Lines of H2NC observed in L483 (see parameters in Table 1). In red we show the computed synthetic spectra for a column density of H2NC of 1012 cm−2, ortho-to-para ratio of 3, rotational temperature of 4.0 K, full width at half maximum of 0.35 km s−1 (except for the 30,3–20,2 lines, in which case a value of 0.19 km s−1 was adopted), and an emission size that fills the IRAM 30 m main beam. Vertical blue lines indicate the position of CCD lines (see Appendix A).

Table 1

Line parameters of H2NC observed in L483.

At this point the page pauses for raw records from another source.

PR #1625, opened 2019-12-03
kubesphere-add-default-param

zehuaiWANG:
**What type of PR is this?**
>
/kind cleanup

获取请求参数的地方，可以封装方法来处理默认值的问题，其他地方也可以对应修改。


wansir:
`reverse` parameter can also be obtained through GetBoolValueWithDefault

3 Spectroscopic assignment to H2NC

Potential carriers of the unidentified lines observed in L483 are N2Hx, CNHx, COHx, NOHx, C2Hx, and O2Hx, including neutral or ionic forms. To obtain precise spectroscopic parameters that help in the assignment of the observed lines, we carried out high-level ab initio calculations for all plausible candidates. The geometry optimization calculations for all the candidates considered were done using the spin-restricted coupled cluster method with single, double, and perturbative triple excitations (RCCSD(T); Raghavachari et al. 1989), with all electrons (valence and core) correlated and the Dunning’s correlation consistent basis sets with polarized core-valence correlation quadruple-ζ (cc-pCVQZ; Woon & Dunning 1995). These calculations were carried out using the Molpro 2020.2 program (Werner et al. 2020). In addition to the rotational constants, we calculated the other parameters necessary for interpreting the rotational spectrum. At the optimized geometries of each species, we calculated the fine and hyperfine constants. They are the three spin-rotation coupling constants (εaa, εbb, and εcc), the magnetic hyperfine constants for the non zero nuclear spin nuclei (aF, Taa, and Tbb), and the nuclear electric quadrupole constants for the nitrogen nucleus (χaa and χbb) – if the molecule contains any. The spin-rotation coupling constants were calculated using the second order Møller-Plesset perturbation (MP2; Møller & Plesset 1934) with the aug-cc-pVQZ basis set. On the other hand, the other hyperfine constants were calculated at the quadratic configuration interaction with single and double excitations (QCISD; Pople et al. 1987) level of calculation with the aug-cc-pVQZ basis set. Harmonic frequencies were computed at UCCSD/aug-cc-pVQZ level of theory (Čížek 1969) to estimate the centrifugal distortion constants. These calculations were done using the Gaussian16 program (Frisch et al. 2016). Table 2 summarizes the results of these calculations.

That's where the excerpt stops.